Annen-Medaille: Zwei Ehrenamtliche der Stadtmission ausgezeichnet

Ministerin Clauß: Freiwillige Arbeit baut Brücken innerhalb einer Gesellschaft

Bild: Beate Braune hält die Auszeichnung
(l.n.r.) Beate Braune und ihr Sohn Benjamin Braune, Sozialministerin Christine Clauß

DRESDEN / ZWICKAU - Die sächsische Sozialministerin Christine Clauß zeichnete Beate Braune aus Mülsen und Rosmarie Franke aus Zwickau als verdiente Mitbürgerinnen mit der Annen-Medaille des Freistaates Sachsen aus. Die beiden Frauen sind ehrenamtliche Mitarbeiterinnen in Einrichtungen der Stadtmission Zwickau.
"Mit dieser Ehrung werden diejenigen öffentlich gewürdigt, die sich tagtäglich ehrenamtlich engagieren", sagte Christine Clauß bei der feierlichen Verleihung im Dresdner Kulturrathaus. Ohne solches Tun wäre eine Gesellschaft nicht lebensfähig, ergänzte die Ministerin: "Sie lebt von denjenigen, die mehr tun als ihre Pflicht. Sie übernehmen die Mitverantwortung für das Gemeinwesen und begreifen den Staat nicht nur als Dienstleistungsbetrieb. Freiwillige Arbeit baut Brücken innerhalb einer Gesellschaft, zwischen reichen und ärmeren Menschen, zwischen Älteren und Jungen, zwischen Kranken und Gesunden."

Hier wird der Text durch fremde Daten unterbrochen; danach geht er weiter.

PR #51, opened 2013-08-15
New OR-Set implementation, should save muchos bytos

lenary:
Github got confused and closed #49, so work is here (we were screwing around with branches)

Needed: 
- [ ] Benchmark.

### DIFF
--- a/src/riak_dt_orset.erl
+++ b/src/riak_dt_orset.erl
@@ -42,7 +42,7 @@
 -endif.
 
 -export_type([orset/0, binary_orset/0, orset_op/0]).
--opaque orset() :: orddict:orddict(member(), uniques()).
+-opaque orset() :: orddict:orddict().
 
 -type binary_orset() :: binary(). %% A binary that from_binary/1 will operate on.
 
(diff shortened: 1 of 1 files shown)


lenary:
I've rebased onto `develop` and added stuff about precondition errors and context. The model still passes.

I haven't run dialyzer. It probably hates me.

src/riak_dt_orset.erl
```diff
@@ -42,7 +42,7 @@
 -endif.
 
 -export_type([orset/0, binary_orset/0, orset_op/0]).
--opaque orset() :: {entries(), entries()}.
+-opaque orset() :: orddict:orddict(member(), uniques()).
```
seancribbs: `orddict` is a 0-arity type:

```
orddict() = [{Key :: term(), Value :: term()}]
```

src/riak_dt_orset.erl
```diff
@@ -189,8 +122,13 @@ reset(ORSet, Actor) ->
 %% an operation is needed at a replica without sending the entire
 %% state to the client.
 -spec precondition_context(orset()) -> orset().
-precondition_context({ADict, _RDict}) ->
-    {ADict, orddict:new()}.
+precondition_context(ORDict) ->
+    ordict:fold(fun(Elem, Tokens, ORDict1) ->
```
seancribbs: Typo, `ordict` -> `orddict`

seancribbs:
I've run the `orset_bm` against this, it uses way more space than the ORSWOT (proportional to the number of adds), but is not significantly slower for it. :+1:, I'll handle the merge.

lenary:
:hammer: :hand:

PR #52, opened 2013-08-15
Fragment-based GC [do not merge]

lenary:
Github also closed #46. :-1: Well, here it is again. 

Taking all the good ideas from #45 and essentially starting again.

Flow is expected to be:
1. Work out Thresholds etc, for the meta-object (this includes making a new epoch, maybe)
3. Acquire consensus (not included in this code), including electing leader
4. Leader calls `gc_get_fragment/2` to get the fragment of the CRDT that should be removed (for saving somewhere else)
5. This fragment is broadcast to all replicas and they all (including the leader) call `gc_replace_fragment/3` with that object and the CRDT. This is the compaction step.
6. Consensus is released.

The meta object contains data on primary actors, readonly actors (cluster remote views), epoch, and a threshold of how many actors are allowed compared to the number of primary+readonly actors. 

I'm going to close #45, but the ideas are still in my head.


lenary:
I haven't quite worked out how to solve the problems associated with epochs stored in CRDTs that are so simple that they don't support GC (flags, lwwregs). My feeling is that they should not have an epoch field, and instead return a token which effectively says "yo dude, we'll always be 'current'". I don't really know though.

seancribbs:
I don't know that this branch will work as-is, but let's revisit in 2.1.

lenary:
It won't work as-is, and @russelldb wrote his own eqc. maybe we should just abandon this.

lenary:
wait, wrong one, yeah, i think we can just close and ignore this completely.

seancribbs:
Let's leave open, I think we should review this approach for ideas before we try to address GC on a greater scale.

PR #53, opened 2013-08-26
Add preconditions failures to orset / map

russelldb:
Update all modules `update/3` to return `{ok, CRDT} | {error, Fail}`

Also discovered broken EQC tests, which this PR has fixes for, and then assorted fixes for bugs found.

These tests then found errors in the precondition code, which I fixed (multi-ops were not failing atomically.)

There is also a change to the Map to keep tombstones (a bug was dropping them when to replicas that agreed on removal merged, even if a third had a concurrent update.) This leads to some surprising behaviour if two concurrent removes occur concurrent with an update, the reset occurs twice, and for a counter that has partitioned since a merge of all increments, that will result in a double decrement. I imagine it is a very rare edge case, but I note it here as we don't have a n answer yet.

Also changed the reset strategy on LWW to reset the timestamp to zero. This is non-monotonic. It deals with the case where a reset / remove | update causally, but happens temporally after the update, resulting in a present register field with an `undefined` value.

Also, removed `zorset` and `rwmap`, no time to get them correct for 2.0.

Added bulk operations to Set types `(add_all, remove_all, {update, [{add, _} | {remove, _} | etc}`


src/riak_dt_lwwreg.erl
```diff
@@ -109,8 +114,8 @@ equal(_, _) ->
 
 %% @Doc reset to default value
 -spec reset(lwwreg(), term()) -> lwwreg().
-reset({_Value, TS}, _Actor) ->
-    {undefined, TS+1}.
+reset({_Value, _TS}, _Actor) ->
+    {undefined, 0}.
```
lenary, line 118: I wasn't sure why you took it back to zero, but thinking about concurrency in maps I now see why. :D

src/riak_dt_multi.erl
```diff
@@ -63,29 +86,35 @@
...
 -type valuelist() :: [{field(), crdt()}].
 
--type crdt()  :: riak_dt_gcounter:gcounter() | riak_dt_pncounter:pncounter() |
-                 riak_dt_lwwreg:lwwreg() | riak_dt_orset:orset() |
-                 riak_dt_vvorset:vvorset() | riak_dt_zorset:zorset() |
-                 riak_dt_multi:multi().
+-type crdt()  ::  riak_dt_pncounter:pncounter() |
+                  riak_dt_lwwreg:lwwreg() |
+                  riak_dt_vvorset:vvorset() | riak_dt_orset:orset() |
+                  riak_dt_multi:multi().
```
lenary, line 92: You're missing `riak_dt_od_flag` from here, which you have in the `crdt_op()` spec below.

src/riak_dt_multi.erl
```diff
@@ -63,29 +86,35 @@
...
                    riak_dt_lwwreg:lwwreg_op() | riak_dt_orset:orset_op() |
-                   riak_dt_vvorset:vvorset_op() | riak_dt_zorset:zorset_op() |
+                   riak_dt_vvorset:vvorset_op() | riak_dt_od_flag:od_flag_op() |
                    riak_dt_multi:multi_op().
 
 -type multi_q() :: size | {get, field()} | {get_crdt, field()} |
                    keyset | {contains, field()}.
 
+-type values() :: [value()].
+-type value() :: {field(), riak_dt_multi:value() | integer() | [term()] | boolean() | term()}.
```
lenary: Shouldn't this be `riak_dt_multi:values()` instead of `riak_dt_multi:value()` ?

src/riak_dt_multi.erl
```diff
@@ -379,31 +376,82 @@ eqc_state_value({_Cnt, Dict}) ->
...
-                dict:new(),
-                sets:to_list(Remaining)),
-    proplists:get_value(K, dict:to_list(Res), T:new()).
+                              %% if key is in Acc merge with it and replace
+                              dict:update(Key, fun(V) ->
+                                                       Type:merge(V, Value) end,
+                                          Value, Acc) end,
+                      dict:new(),
+                      sets:to_list(Remaining)),
+    case proplists:get_value(K, dict:to_list(Res)) of
```
lenary: What's going on here? Can't you just use the functions in `dict`?

russelldb: What? Feel free to refactor that for me, it was a quick fix for failing eqc.

lenary:
Maybe it's not supposed to be part of this PR, but `riak_dt_orset` has no `reset` function.

src/riak_dt_multi.erl
russelldb: Adding the preconditions fundamentally changed the model, but there was no time for a re-write…hence that grab bag.

russelldb:
No, it needs one _if_ we allow people to store it in Maps. We haven't made the call yet, but right now we are using vvorset.

lenary:
Right, my only note is that https://github.com/basho/riak_dt/pull/53/files#L5R91 suggests it does, however, I get that everything should be going via the encoders where you limit the possibilities further.

src/riak_dt_multi.erl
lenary: Ah, right, I see, it's in the model. Not pressing, but good to do at some point.

lenary:
Looks good to me!

src/riak_dt_multi.erl
russelldb: I still don't see what functions in `dict` it can use. It uses `dict:update` already. The dictionary is a temp accumulator for all the CRDTs stored in the model under a Key.

lenary: `dict:find(K, Res)` instead of `proplists:get_value(K, dict:to_list(Res))` ?

russelldb: derp, oh yeah!

like I said in hipchat, totally code blind on vvorset and multi

seancribbs:
Some dialyzer warnings:

```
riak_dt_gcounter.erl:80: Invalid type specification for function riak_dt_gcounter:update/3. The success typing is ('increment' | {'increment',pos_integer()},_,riak_dt_gcounter:gcounter()) -> {'ok',riak_dt_gcounter:gcounter()}
riak_dt_multi.erl:289: Function precondition_context/3 will never be called
riak_dt_multi.erl:296: Function precondition_context/2 will never be called
riak_dt_orset.erl:90: Invalid type specification for function riak_dt_orset:update/3. The success typing is ({'add',_} | {'add_all',[any()]} | {'remove',_} | {'remove_all',maybe_improper_list()} | {'update',[any()]},_,_) -> {'error',{'precondition',{_,_}}} | {'ok',_}
riak_dt_orset.erl:90: The return type riak_dt_orset:orset() in the specification of update/3 is not a subtype of {'error',_} | {'ok',_}, which is the expected return type for the callback of riak_dt behaviour
riak_dt_orset.erl:191: The call riak_dt_orset:to_binary({_,[]}) does not have an opaque term of type riak_dt_orset:orset() as 1st argument
riak_dt_orset.erl:196: The return type riak_dt_orset:binary_orset() in the specification of to_binary/1 is not a subtype of binary(), which is the expected return type for the callback of riak_dt behaviour
riak_dt_pncounter.erl:96: Invalid type specification for function riak_dt_pncounter:update/3. The success typing is ('decrement' | 'increment' | {_,integer()},_,_) -> {'ok',_}
riak_dt_vvorset.erl:123: Invalid type specification for function riak_dt_vvorset:update/3. The success typing is ({'add',_} | {'add_all',[any()]} | {'remove',_} | {'remove_all',maybe_improper_list()} | {'update',[any()]},_,_) -> {'error',{'precondition',{_,_}}} | {'ok',_}
riak_dt_vvorset.erl:123: The return type riak_dt_vvorset:vvorset() in the specification of update/3 is not a subtype of {'error',_} | {'ok',_}, which is the expected return type for the callback of riak_dt behaviour
riak_dt_vvorset.erl:267: The call riak_dt_vvorset:to_binary({_,[{_,{_,_}}]}) does not have an opaque term of type riak_dt_vvorset:vvorset() as 1st argument
Unknown types:
  ordsets:ordset/0
  riak_dt_multi:multi_op/0
  riak_dt_orset:orset_op/0
```

seancribbs:
- [x] dialyzer
- [ ] style / organization / typos
- [x] eunit
- [x] eqc
- [ ] documentation

src/riak_dt_multi.erl
```diff
@@ -24,9 +24,32 @@
...
 %% be a CRDT module, yes, even this one.)  The value list is a dict of
-%% {name, type} -> CRDT value mappings.  The value list may have it's
-%% CRDT value removed as soon as the key is removed from the
-%% keyset. The Keyset requries consensus for GC.
+%% {name, type} -> CRDT value mappings.
+%%
+%% The value for a given field is tombstoned when the field is
+%% removed. This map uses a reset / remove strategy to generate
+%% tombstones. Reset attempts to set the value of the CRDT back to
+%% bottom, with out break monotonicity. For example, if a counter at
```
seancribbs: "without breaking"

src/riak_dt_multi.erl
```diff
@@ -24,9 +24,32 @@
...
+%% field F has a value of 10, then on remove of F, the counter is
+%% decremented by 10, so it's value is zero, and the field removed
```
seancribbs: s/it's/its/

src/riak_dt_multi.erl
```diff
@@ -127,56 +156,68 @@ value({contains, Field}, {Schema, _Values}) ->
...
+%% the `multi_op()'. `Ops' is a list of one or more of the following
+%% ops:
+%%
+%% `{update, field(), Op} where `Op' is a valid update operation for a
+%% CRDT of type `Mod' from the `Key' pair `{Name, Mod}' If there is no
+%% local value for `Key' a new CRDT is created, the operation applied
+%% and the result inserted otherwise, the operation is applied to the
+%% local value.
+%%
+%% {add, field}' where field is `{name, type}' results in `field'
```
seancribbs: You used `field()` above, it could be used on this line as well.

src/riak_dt_orset.erl
```diff
@@ -149,9 +172,29 @@ merge_dicts(Dict1, Dict2) ->
...
+%% @Doc reset the set to empty, eseentialy have `Actor' remove all
+%% present members.  Equivalent to update({remove_all,
+%% value(`ORSet')}, `Actor', `ORset')
+-spec reset(orset(), actor()) -> orset().
+reset(ORSet, Actor) ->
+    Values = value(ORSet),
+    {ok, ORSet2} = update({remove_all, Values}, Actor, ORSet),
+    ORSet2.
+
+%% @doc the precondition context is a binary representation of a fragment of the CRDT
```
seancribbs: Not a binary representation really, you're returning an `orset()`.

seancribbs:
@russelldb This doesn't seem to add the partitioning of operations by whether they have preconditions. Is that only in KV or is it here?

seancribbs:
This is really well-tested and clear, even with the many commits. There are only a few documentation typos that need fixing, then :+1:.

russelldb:
@seancribbs yeah, the precondition before / after application is in riak_kv. Reason being that it only makes sense in a hybrid op/state/"action at a distance" context, and not in a pure state based one.

(And I didn't want to complicate the pure CRDTs further.)

PR #54, opened 2013-09-16
Add a tombstoneless OR-Set (ORSWOT) and a Map backed by it

russelldb:
GC looked like too much trouble, so with a bit of thought we came up with a tombstoneless set. Turns out it is just a state based, DVV backed version of this http://arxiv.org/abs/1210.3368. But it was nice to arrive there by our own route and we all understand both DVV and ORSWOT way better now.

I'll gladly squash the commits down after review.


src/riak_dt_gset.erl
```diff
@@ -0,0 +1,141 @@
...
+-export_type([gset/0, binary_gset/0, gset_op/0]).
+-opaque gset() :: members().
+
+-type binary_gset() :: binary(). %% A binary that from_binary/1 will operate on.
+
+-type gset_op() :: {add, member()}.
+
+-type actor() :: riak_dt:actor().
+
+%% an orddict
```
lenary: I don't think this is actually an orddict. Perhaps an ordset?

src/riak_dt_gset.erl
```diff
@@ -0,0 +1,141 @@
...
+
+%% @Doc note: not implemented yet, same as `value/1'
+-spec value(any(), gset()) -> [member()].
+value(_, GSet) ->
+    value(GSet).
+
+
+-spec update(gset_op(), actor(), gset()) -> {ok, gset()}.
+update({add, Elem}, _Actor, GSet) ->
+    {ok, ordsets:add_element(Elem, GSet)}.
```
lenary: A lot of the OR-Set implementations have `{add_all, Elements}`, could this have that too? Or would we never use it. I hate to say "for completeness" as that just makes more for us to maintain.

src/riak_dt_gset.erl
```diff
@@ -0,0 +1,141 @@
...
+
+-spec merge(gset(), gset()) -> gset().
+merge(GSet1, GSet2) ->
+    ordsets:union(GSet1, GSet2).
+
+-spec equal(gset(), gset()) -> boolean().
+equal(GSet1, GSet2) ->
+    ordsets:is_subset(GSet1, GSet2) andalso
+        ordsets:is_subset(GSet2, GSet1).
```
lenary: `GSet1 == GSet2` should work here (because they're ordered, and terms can compare for equality)

src/riak_dt_lwwreg.erl
```diff
@@ -112,11 +112,6 @@ equal({Val, TS}, {Val, TS}) ->
 equal(_, _) ->
     false.
 
-%% @Doc reset to default value
--spec reset(lwwreg(), term()) -> lwwreg().
-reset({_Value, _TS}, _Actor) ->
-    {undefined, 0}.
```
lenary, line 118: For my information, why are we removing `reset` on LWWWWWWWWWWWWs?

russelldb, line 118: No more reset / remove map, so no need for reset on CRDTs.

src/riak_dt_gset.erl
seancribbs: Agree, or if it is an ordset, we should use `ordsets:ordset(Type)` in the type spec.

src/riak_dt_gset.erl
seancribbs: @lenary :+1:

src/riak_dt_gset.erl
seancribbs: @lenary :+1:

src/riak_dt_map.erl
```diff
@@ -1,6 +1,6 @@
 %% -------------------------------------------------------------------
 %%
-%% riak_dt_multi: OR-Set schema based multi CRDT container
+%% riak_dt_map: OR-Set schema based multi CRDT container
```
seancribbs, line 3: :clap: :clap: :clap:

test/crdt_statem_eqc.erl
```diff
@@ -133,7 +133,8 @@ crdt_equals(Mod, {_IDS, CS}, {_IDD, CD}) ->
 %% Helpers
 %% The orset CRDT returns a list, it has no guarantees about order
 %% list equality expects lists in order
-sort(Mod, L) when Mod == riak_dt_vvorset; Mod == riak_dt_multi  ->
+sort(Mod, L) when Mod == riak_dt_vvorset; Mod == riak_dt_multi; Mod == riak_dt_orset;
```
seancribbs: You should remove `riak_dt_vvorset` here if the module is deleted.

seancribbs:
Re: `riak_dt_map`, I realize it is likely more efficient in the serialized form, but do we really need both the ORSWOT of keys and the orddict of key-value pairs? Do we need to reuse the ORSWOT or can we just make it use similar merge logic? It feels to me that entries of `{Key, Dot, Value}` would be more space-efficient and easier to reason about.

seancribbs:
- [x] eunit
- [x] quickcheck
- [ ] dialyzer
- [ ] style / substance / nitpicks

seancribbs:
Dialyzer found these:

```
riak_dt_orswot.erl:198: The call riak_dt_vclock:replace_actors([{_,_}],[{_,_},...]) does not have an opaque term of type riak_dt_vclock:vclock() as 2nd argument
riak_dt_orswot.erl:222: The call riak_dt_orswot:vclock_merge([any(),...],[any(),...],Actors1::[{_,integer()}],Actors2::[{_,integer()}],MergedActors::[{_,integer()}]) does not have opaque terms as 1st and 2nd arguments
riak_dt_orswot.erl:228: Function greatest_dot/1 will never be called
Unknown types:
  riak_dt_orswot:orswot/1
```
- The errors on lines 198 and 222 come from treating the `vclock` type as non-opaque; i.e. composing it from other types without using the module. Perhaps this would be a case where `riak_dt_vclock` can export some appropriate functions that operate on its types?
- The unknown type originates from riak_dt_map.erl line 59, the `orswot` type is exported as 0-arity.

src/riak_dt_orswot.erl
```diff
@@ -0,0 +1,423 @@
...
+remove_all([Elem | Rest], Actor, ORSet) ->
+    case update({remove, Elem}, Actor, ORSet) of
+        {ok, ORSet2} ->
+            remove_all(Rest, Actor, ORSet2);
+        Error ->
+            Error
+    end.
+
+-spec merge(orswot(), orswot()) -> orswot().
+merge({Clock1, LHSActors, LHSEntries}, {Clock2, RHSActors, RHSEntries}) ->
```
seancribbs: It seems to me the logic of `merge/2` is getting obscured and complicated by the actor-replacement/compression stuff. Why not compute the actor-replacements when serializing/deserializing instead? Then you could optimize cases where, say, the clock of one ORSWOT strictly dominates the other. You would also simplify the rest of the merge logic by using the actual actor IDs.

src/riak_dt_orswot.erl
```diff
@@ -0,0 +1,423 @@
...
+                              [NewDot] = riak_dt_vclock:replace_actors(orddict:to_list(MergedActors), [{Real, Count}]),
+                              orddict:store(Key, NewDot, Acc);
+                          true ->
+                              Acc
+                      end
+              end,
+              Accumulator,
+              Keys).
+
+has_seen_dot({Actor, ClockCount}, {Actor, DotCount}) when ClockCount >= DotCount ->
```
seancribbs: Can this be part of `riak_dt_vclock`? Maybe a variant of `descends`?

src/riak_dt_orswot.erl
```diff
@@ -0,0 +1,423 @@
...
+                      V2 = orddict:fetch(Key, Entries2),
+                      V = vclock_merge([V1], [V2], Actors1, Actors2, MergedActors),
+                      NewDot = greatest_dot(V),
+                      orddict:store(Key, NewDot, Acc) end,
+              orddict:new(),
+              CommonKeys).
+
+greatest_dot([Dot]) ->
+    Dot;
+greatest_dot([{A1, C1}, {_A2, C2}]) when C1 > C2 ->
```
seancribbs: I'm concerned about this logic. Basically it says, even if an actor with a smaller count wrote after another, it'll choose the other/subsume that. Am I reading that correctly?

src/riak_dt_orswot.erl
```diff
@@ -0,0 +1,423 @@
...
+-ifdef(TEST).
+
+-ifdef(EQC).
+eqc_value_test_() ->
+    crdt_statem_eqc:run(?MODULE, 1000).
+
+generate() ->
+    ?LET(Members, list(int()),
+         lists:foldl(fun(M, Set) ->
+                            riak_dt_orswot:update({add, M}, choose(1, 50), Set) end,
```
seancribbs, line 267: No big deal, but if we want to enforce binary actor IDs later, this will break from the `choose(1,50)`.

src/riak_dt_orswot.erl
```diff
@@ -0,0 +1,423 @@
...
+%% EQC generator
+gen_op() ->
+    oneof([gen_updates(), gen_update()]).
+
+gen_updates() ->
+     {update, non_empty(list(gen_update()))}.
+
+gen_update() ->
+    oneof([{add, int()}, {remove, int()},
+           {add_all, list(int())},
```
seancribbs: Use `non_empty()` on these generators.

src/riak_dt_orswot.erl
```diff
@@ -0,0 +1,423 @@
...
+           {remove_all, list(int())}]).
+
+init_state() ->
+    {0, dict:new()}.
+
+do_updates(_ID, [], _OldState, NewState) ->
+    NewState;
+do_updates(ID, [{_Action, []} | Rest], OldState, NewState) ->
```
seancribbs: When you have `non_empty()` on lines 333/334, you can remove this clause.

src/riak_dt_orswot.erl
russelldb: Can you explain your concern?

src/riak_dt_orswot.erl
```diff
@@ -0,0 +1,423 @@
...
+    do_updates(ID, Rest, OldState, NewState);
+do_updates(ID, [Update | Rest], OldState, NewState) ->
+    case {Update, update_expected(ID, Update, NewState)} of
+        {{Op, _Arg}, NewState} when Op == remove;
```
seancribbs, line 290: Can you explain this clause to me?

russelldb, line 290: If the op was a remove and the model state didn't change, then we're looking at a precondition error, so no operations would have been applied to the orset state.

src/riak_dt_orswot.erl
russelldb: I hadn't thought of that, but it makes sense. Good idea, thanks.

src/riak_dt_orswot.erl
russelldb: Makes sense, yes, I'll try that.

src/riak_dt_orswot.erl
russelldb: I'm having a think about this. I can see how it is OK for a pair of replicas, I need to think it through for a larger number. Maybe you're right to be concerned. The alternative of course is to have both dots…I'll get back to you. I think I can see the problem.

A, B and C. A and B concurrently add 'bob', so in A bob->{a,1} and in B bob->{b, 1}.
B merges with C so in C bob->{b, 1}
B merges with A and we pick B's dot bob->{b, 1}
C removes bob
C merges with A and since C's clock must have an entry for {b, 1} 'bob' is out of the set. Yet if the entry was {a, 1} bob would be in.

This suggests we need more than the dot.

Yeah, Hmmm. 'Cos if A merged with C, then B with A, then C removed bob and merged with A, bob would be in. I wonder if my quickcheck tests are any use at all.

seancribbs: Ah yes, that's a very simple example where it fails. Can we confirm with @CBaquero?

src/riak_dt_orswot.erl
seancribbs, line 290: Thanks, that makes more sense now.

src/riak_dt_orswot.erl
russelldb: We spoke about it on Friday and he was pretty convincing. I've emailed him. It is as though C never gets the message about A's add. But does it matter?

seancribbs:
I think I'm done with this pass of review. Those dialyzer fixes are probably minor and don't impede on the rest of the code. I'll take another pass after you've been able to address the comments.

russelldb:
Cool, thanks Sean, some stuff to think about there.

src/riak_dt_orswot.erl
seancribbs: If this logic ends up being ok, the other option would be to generalize this into a `max_dot/2` function and just fold over the list of dots.

russelldb: Yeah, I'm going over it in my head, and re-reading the orswot spec. I think the confusion could be that the spec stores (element, count, actor) where as we _were_ storing (element, [{replica, count}]). It doesn't have to be the whole version vector, but it does need to grow when we merge to encompass concurrent adds. You spotted a good one here. Thanks.

We really need to get some better tests as well, to ensure we catch problems like this.

test/crdt_statem_eqc.erl
russelldb: Oh ya And Multi, too.

russelldb:
I've addressed all the comments except the actor list in orswot and map using orswot.
1. I'd like to address the actor list comment by doing the to/from binary work
2. I'd like you to look at the map here https://github.com/basho/riak_dt/compare/feature/rdb-more-orset...feature/rdb-map2?expand=1 and see what you think of that. It uses similar logic to orswot, but has a more fine grained approach to causality by keeping sibling fields on merge.

russelldb:
OK, Pretty sure I've addressed all your comments. I'll start the to/from binary stuff in a new branch for pre3 when this is merged. (I'll open issues for any unaddressed comments as per Jon's instructions.) cc @seancribbs / @lenary (nag nag hint hint pre2 is Friday)

seancribbs:
@russelldb Sounds good, doing a final pass now.

seancribbs:
Minor typo I found in riak_dt_map. I'm going to make that change since it's late UK time, then you can merge at will. :+1:

russelldb:
Thanks you @seancribbs!

russelldb:
Squashed and merged.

Beate Braune betreut seit mehr als vier Jahren ältere Menschen im Urbanushaus in Thurm. Sie weiß um die Wünsche und Bedürfnisse vieler Bewohnerinnen und Bewohner und begleitet Menschen liebevoll auch auf dem letzten Lebensweg. Der Umgang mit Tod und Sterben ist ein Bestandteil ihrer Arbeit. Sie gehört zu einem Team von Ehrenamtlichen, die in einem Hospiz-Grundkurs des ambulanten Hospizdienstes ELISA ausgebildet wurden.

Bild: Rosmarie Franke hält ihre Auszeichnung
(v.l.n.r.) Rosmarie Franke, Maria Weidenmüller, Sozialministerin Christine Clauß

Im Jakobushaus der Diakonie Stadtmission Zwickau e. V. kümmert sich Rosmarie Franke um alte Menschen, die an einer Demenzerkrankung leiden. "Ehrenamtliche wie Rosmarie Franke sind in der Betreuung Demenzkranker im Jakobushaus ein großer Segen" berichtet Juliane Hanisch, Heimleiterin des Hauses. Sie bringen Zeit, Verständnis und viel Geduld auf. Das spüren Bewohner und Angehörige gleichermaßen.

Die Annen-Medaille wurde im Jahre 1995 von der Sächsischen Staatsregierung zum Andenken an die wohltätige Kurfürstin "Anna von Sachsen" (1532 -1585) gestiftet und wird dieses Jahr zum 14. Mal verliehen. Aus Meißner Porzellan gefertigt trägt die Annen-Medaille auf der Vorderseite die Worte "helfen, pflegen, fördern". Auf der Rückseite sind die Worte "miteinander leben, füreinander da sein" eingeprägt. "Es ist in unserer Zeit gut und nötig, dass in der Öffentlichkeit auf diese zukunftweisenden Werte hingewiesen wird", so die Ministerin.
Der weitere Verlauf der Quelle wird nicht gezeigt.